* **WHAT YOU SHOULD DO**: An identical copy of all the entries is the required result.

* **GIVEN DATA**:
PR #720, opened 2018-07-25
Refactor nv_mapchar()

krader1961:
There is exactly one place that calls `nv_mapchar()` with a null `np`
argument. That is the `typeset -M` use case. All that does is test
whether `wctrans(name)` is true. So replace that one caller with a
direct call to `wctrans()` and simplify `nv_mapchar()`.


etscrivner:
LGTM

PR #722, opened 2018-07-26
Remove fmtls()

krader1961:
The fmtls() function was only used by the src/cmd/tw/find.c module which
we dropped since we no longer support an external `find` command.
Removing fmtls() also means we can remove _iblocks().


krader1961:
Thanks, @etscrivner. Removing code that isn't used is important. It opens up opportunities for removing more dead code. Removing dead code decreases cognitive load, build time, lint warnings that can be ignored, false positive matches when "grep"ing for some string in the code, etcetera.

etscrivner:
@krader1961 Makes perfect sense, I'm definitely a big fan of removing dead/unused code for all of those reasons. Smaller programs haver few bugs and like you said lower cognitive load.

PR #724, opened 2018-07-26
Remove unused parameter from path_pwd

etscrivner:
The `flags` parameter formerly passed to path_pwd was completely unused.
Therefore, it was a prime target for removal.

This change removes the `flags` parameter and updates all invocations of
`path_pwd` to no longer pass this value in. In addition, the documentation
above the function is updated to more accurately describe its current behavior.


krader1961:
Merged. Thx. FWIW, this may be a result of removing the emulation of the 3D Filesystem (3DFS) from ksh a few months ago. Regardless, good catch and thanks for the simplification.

* **TASK OUTPUT**:
PR #720, opened 2018-07-25
Refactor nv_mapchar()

krader1961:
There is exactly one place that calls `nv_mapchar()` with a null `np`
argument. That is the `typeset -M` use case. All that does is test
whether `wctrans(name)` is true. So replace that one caller with a
direct call to `wctrans()` and simplify `nv_mapchar()`.


etscrivner:
LGTM

PR #722, opened 2018-07-26
Remove fmtls()

krader1961:
The fmtls() function was only used by the src/cmd/tw/find.c module which
we dropped since we no longer support an external `find` command.
Removing fmtls() also means we can remove _iblocks().


krader1961:
Thanks, @etscrivner. Removing code that isn't used is important. It opens up opportunities for removing more dead code. Removing dead code decreases cognitive load, build time, lint warnings that can be ignored, false positive matches when "grep"ing for some string in the code, etcetera.

etscrivner:
@krader1961 Makes perfect sense, I'm definitely a big fan of removing dead/unused code for all of those reasons. Smaller programs haver few bugs and like you said lower cognitive load.

PR #724, opened 2018-07-26
Remove unused parameter from path_pwd

etscrivner:
The `flags` parameter formerly passed to path_pwd was completely unused.
Therefore, it was a prime target for removal.

This change removes the `flags` parameter and updates all invocations of
`path_pwd` to no longer pass this value in. In addition, the documentation
above the function is updated to more accurately describe its current behavior.


krader1961:
Merged. Thx. FWIW, this may be a result of removing the emulation of the 3D Filesystem (3DFS) from ksh a few months ago. Regardless, good catch and thanks for the simplification.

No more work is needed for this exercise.